Dataset entries:
PR #8885, opened 2023-07-22
Optimal coefficients, fixes #8847

### LINKED ISSUE #8847: `machine_learning/linear_regression.py` doesn't give optimal coefficients
### Feature description

Related to issue #8844

```py

X = data[:, 0].reshape(-1, 1)
y = data[:, 1]

print(f"{sse = }")

plt.legend()
plt.show()
```

```
...
Resultant Feature vector: 
-9.34325
1.53067
sse = 253795.17406773588
mse = 253.79517406773587
half mse = 126.89758703386794
```

linear_regression_plot

liakdimi1:
### Describe your change:
FIxes #8847
I found the optimal iterations and learning rate for achieving the closest coefficients
Στιγμιότυπο οθόνης (266)
* [ ] Add an algorithm?
* [ ] Documentation change?

### Checklist:

### DIFF
--- a/machine_learning/linear_regression.py
+++ b/machine_learning/linear_regression.py
@@ -9,7 +9,6 @@ Rating). We try to best fit a line through dataset and estimate the parameters.
 """
 import numpy as np
 import requests
-import matplotlib.pyplot as plt
 
 
 def collect_dataset():
@@ -99,7 +98,7 @@ def mean_absolute_error(predicted_y, original_y):
 def main():
     """Driver function"""
     data = collect_dataset()
-    
+
     len_data = data.shape[0]
     data_x = np.c_[np.ones(len_data), data[:, :-1]].astype(float)
     data_y = data[:, -1].astype(float)
@@ -109,6 +108,7 @@ def main():
     print("Resultant Feature vector : ")
     for i in range(0, len_result):
         print(f"{theta[0, i]:.5f}")
+
 
 if __name__ == "__main__":
     main()
--- a/machine_learning/linear_regression.py
+++ b/machine_learning/linear_regression.py
@@ -9,6 +9,7 @@ Rating). We try to best fit a line through dataset and estimate the parameters.
 """
 import numpy as np
 import requests
+import matplotlib.pyplot as plt
 
 
 def collect_dataset():
@@ -41,7 +42,6 @@ def run_steep_gradient_descent(data_x, data_y, len_data, alpha, theta):
                        curr_features - alpha_ * gradient(w.r.t. feature)
     """
     n = len_data
-
     prod = np.dot(theta, data_x.transpose())
     prod -= data_y.transpose()
     sum_grad = np.dot(prod, data_x)
@@ -70,8 +70,8 @@ def run_linear_regression(data_x, data_y):
     :param data_y  : contains the output (result vector)
     :return        : feature for line of best fit (Feature vector)
     """
-    iterations = 100000
-    alpha = 0.0001550
+    iterations = 250000
+    alpha = 0.000326
 
     no_features = data_x.shape[1]
     len_data = data_x.shape[0] - 1
@@ -99,7 +99,7 @@ def mean_absolute_error(predicted_y, original_y):
 def main():
     """Driver function"""
     data = collect_dataset()
-
+    
     len_data = data.shape[0]
     data_x = np.c_[np.ones(len_data), data[:, :-1]].astype(float)
     data_y = data[:, -1].astype(float)
@@ -109,7 +109,6 @@ def main():
     print("Resultant Feature vector : ")
     for i in range(0, len_result):
         print(f"{theta[0, i]:.5f}")
-
 
 if __name__ == "__main__":
     main()
--- a/machine_learning/tempCodeRunnerFile.py
+++ b/machine_learning/tempCodeRunnerFile.py
@@ -1,0 +1,1 @@
+plt.axline(xy1=(0, reg.intercept_), slope=reg.coef_[0], color="blue", label="Sklearn")
--- a/machine_learning/tempCodeRunnerFile.py
+++ b/machine_learning/tempCodeRunnerFile.py
@@ -1,1 +1,0 @@
-plt.axline(xy1=(0, reg.intercept_), slope=reg.coef_[0], color="blue", label="Sklearn")


machine_learning/linear_regression.py
```diff
@@ -70,8 +69,8 @@ def run_linear_regression(data_x, data_y):
     :param data_y  : contains the output (result vector)
     :return        : feature for line of best fit (Feature vector)
     """
-    iterations = 100000
-    alpha = 0.0001550
+    iterations = 250000
+    alpha = 0.000326
```
tianyizheng02, line 73: This won't give the optimal coefficients. Like I said in my original issue, gradient descent is an approximation algorithm _by definition,_ so tweaking the parameters will only give you a better approximation. My point with the original issue is that we should add a _different_ algorithm, one that is a _direct method_ rather than an _iterative method._

tianyizheng02:
> If this pull request resolves one or more open issues then the description above includes the issue number(s) with a [closing keyword](https://docs.github.com/en/issues/tracking-your-work-with-issues/linking-a-pull-request-to-an-issue): "Fixes #ISSUE-NUMBER".

Please add the issue number to the _description_ of your PR. You'll know it worked when you see the issue appear in this section on the right-hand side of this PR:

screenshot

machine_learning/linear_regression.py
tianyizheng02: This also doesn't fix the fact that the code is still calculating SSE incorrectly.

liakdimi1: can you elaborate on what do you mean by direct method?

tianyizheng02: A [direct method](https://en.wikipedia.org/wiki/Iterative_method) gives an exact solution. By contrast, an iterative method (such as gradient descent) gives increasingly accurate approximations. With an iterative method, you get _closer and closer_ to the exact solution but you may never actually reach that exact solution.

For example, let's say you want to find the roots of a quadratic polynomial $ax^2 + bx + c$. You could use Newton's method to approximate the roots, refining your solutions to be more and more accurate—this is an iterative method. Alternatively, you could just use the quadratic formula to just get the exact solutions—this is a direct method.

liakdimi1: also, explain with facts why the SSE is calculated incorrectly because the code does the predictions finds the deviation and takes the squares of the deviations, and sums the errors, which is the definition of SSE.

tianyizheng02: I already explained this with my code sample in the original issue, but sure, let's go over the math for the SSE function:
https://github.com/TheAlgorithms/Python/blob/9e08c7726dee5b18585a76e54c71922ca96c0b3a/machine_learning/linear_regression.py#L52-L64

Likes 60–62 are fine because they calculate the SSE exactly as we expect:
$$\mathrm{SSE} = \sum_{i = 0}^{N} (\mathbf{x}_i^{\top} \boldsymbol{\theta} - \mathbf{y}_i)^2$$

However, for some reason, the function then divides the SSE by `2 * len_data`. Dividing the SSE (_sum_ of squared errors) by the number of datapoints gives you the MSE (_mean_ squared error):
$$\mathrm{MSE} = \frac{1}{N} \sum_{i = 0}^{N} (\mathbf{x}_i^{\top} \boldsymbol{\theta} - \mathbf{y}_i)^2$$

Naturally, it follows that the "SSE" function is actually calculating half of the MSE because it's dividing the SSE by $2N$.

liakdimi1: i appreciate your response

liakdimi1:
As far as the calculation of the SSE this is what i found :

when it comes to the calculation of the Sum of Squared Errors (SSE), the division by 2 * len_data is a significant factor. This division is related to the derivative of the cost function during optimization, particularly when using gradient descent. By dividing the SSE by 2 * len_data, the derivative of the cost function (SSE) with respect to the model parameters (theta) becomes simpler and results in a cleaner expression.

Additionally, it is worth noting that the cost function commonly used in linear regression is the Mean Squared Error (MSE), which is calculated as SSE divided by 2 * len_data:

MSE = SSE / (2 * len_data)

When taking the derivative of MSE with respect to the model parameters (theta), you get:

d(MSE)/d(theta) = (1/len_data) * (theta.dot(data_x.transpose()) - data_y.transpose()).dot(data_x)

Here, the division by 2 in the original SSE equation cancels out during the differentiation process, and the term 1/len_data helps scale the gradients appropriately to handle datasets of different sizes.

Although the division by 2 * len_data doesn't directly impact the optimization process, it offers a more interpretable representation of the derivative of the cost function, which can be advantageous in certain contexts.

Whether to include the division by 2 * len_data in the cost function is a matter of preference. Some implementations choose to omit this division and adjust the learning rate accordingly to compensate for the scale change. However, to ensure consistency throughout the optimization process and related calculations, it's essential to make a deliberate choice and adhere to it.

So i don't believe your speculation is correct and the implementation of the SSE stands that's from me.

tianyizheng02:
> This division is related to the derivative of the cost function during optimization, particularly when using gradient descent. By dividing the SSE by 2 * len_data, the derivative of the cost function (SSE) with respect to the model parameters (theta) becomes simpler and results in a cleaner expression.

It's perfectly fine to scale the loss function to make the math cleaner, but again the problem here is that this scaled version is no longer the SSE. SSE has a precise mathematical definition, so why should we call the scaled version the SSE when it's clearly not? Why not just call it `scaled_sum_of_squared_errors` or `half_mean_squared_error`?

> Mean Squared Error (MSE), which is calculated as SSE divided by 2 * len_data

This is just factually wrong. MSE is defined to be SSE divided by `len_data`, _with no division by 2._ I pointed this out already in [my previous comment](https://github.com/TheAlgorithms/Python/pull/8885#discussion_r1271330609), and you can easily verify this fact with [Wikipedia](https://en.wikipedia.org/wiki/Mean_squared_error) or your search engine of choice:

$$\mathrm{MSE} = \frac{1}{n} \sum_{i = 1}^{n} (Y_i - \hat{Y}_i)^2$$

While I _have_ seen half of the MSE used in the context of ML (because, as you pointed out, it can make the math cleaner), we should definitely avoid misleading people with a different definition because this repo is for educational purposes.

Anyway, you missed the whole point of my issue. My whole point was that the output of the function `sum_of_square_error` is _not_ the SSE. This is still absolutely true, and I've already demonstrated it to you using both code and math. Plus, the fact that you've been referring to the implementation's loss function as the MSE shows that you also acknowledge that it's _not_ the SSE. If you prefer MSE (or half of the MSE) because it's more interpretable or more computationally elegant, then that's perfectly fine—I personally couldn't care less as to whether this implementation uses SSE or MSE. However, in order to not be incorrect or misleading, the function name should still be changed to reflect what it actually calculates.

tianyizheng02:
Closing this PR since, as I've stated already, it doesn't actually resolve the linked issue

Exercise directions:
Using the entries above, give again exactly the lines from the line holding "If this pull" through the line holding "liakdimi1: can you". Include both end lines and nothing else.

Output of the task:
> If this pull request resolves one or more open issues then the description above includes the issue number(s) with a [closing keyword](https://docs.github.com/en/issues/tracking-your-work-with-issues/linking-a-pull-request-to-an-issue): "Fixes #ISSUE-NUMBER".

Please add the issue number to the _description_ of your PR. You'll know it worked when you see the issue appear in this section on the right-hand side of this PR:

screenshot

machine_learning/linear_regression.py
tianyizheng02: This also doesn't fix the fact that the code is still calculating SSE incorrectly.

liakdimi1: can you elaborate on what do you mean by direct method?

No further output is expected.